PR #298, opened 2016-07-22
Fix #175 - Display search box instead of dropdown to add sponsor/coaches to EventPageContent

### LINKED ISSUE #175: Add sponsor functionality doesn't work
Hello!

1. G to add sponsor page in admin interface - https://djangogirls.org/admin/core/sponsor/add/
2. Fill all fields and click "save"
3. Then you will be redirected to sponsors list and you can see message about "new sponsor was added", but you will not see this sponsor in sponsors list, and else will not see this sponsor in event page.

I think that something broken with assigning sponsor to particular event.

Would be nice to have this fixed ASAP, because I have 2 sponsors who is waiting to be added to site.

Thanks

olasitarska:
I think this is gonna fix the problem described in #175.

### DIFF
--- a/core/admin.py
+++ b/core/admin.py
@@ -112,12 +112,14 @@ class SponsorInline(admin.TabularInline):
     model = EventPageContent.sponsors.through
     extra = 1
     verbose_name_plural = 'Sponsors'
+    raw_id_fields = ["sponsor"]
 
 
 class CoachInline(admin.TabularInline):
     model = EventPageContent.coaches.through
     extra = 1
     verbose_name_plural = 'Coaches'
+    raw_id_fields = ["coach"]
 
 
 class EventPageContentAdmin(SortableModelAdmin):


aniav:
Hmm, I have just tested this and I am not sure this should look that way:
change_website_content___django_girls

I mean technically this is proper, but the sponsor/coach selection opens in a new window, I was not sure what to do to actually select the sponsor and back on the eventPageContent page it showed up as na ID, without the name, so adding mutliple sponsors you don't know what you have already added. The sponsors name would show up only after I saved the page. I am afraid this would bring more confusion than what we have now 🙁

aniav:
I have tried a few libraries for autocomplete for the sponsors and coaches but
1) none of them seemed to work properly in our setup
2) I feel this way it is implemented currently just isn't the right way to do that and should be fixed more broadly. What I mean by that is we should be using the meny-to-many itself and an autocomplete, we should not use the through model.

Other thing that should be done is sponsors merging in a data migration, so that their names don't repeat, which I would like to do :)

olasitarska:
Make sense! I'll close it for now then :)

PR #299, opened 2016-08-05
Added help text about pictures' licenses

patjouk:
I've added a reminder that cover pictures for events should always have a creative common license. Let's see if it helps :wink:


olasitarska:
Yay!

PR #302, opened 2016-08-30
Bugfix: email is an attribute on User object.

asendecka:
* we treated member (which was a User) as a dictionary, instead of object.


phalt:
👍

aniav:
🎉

──────

## Work item
Copy all lines above containing the string "think".

## Response to the exercise
I think that something broken with assigning sponsor to particular event.
I think this is gonna fix the problem described in #175.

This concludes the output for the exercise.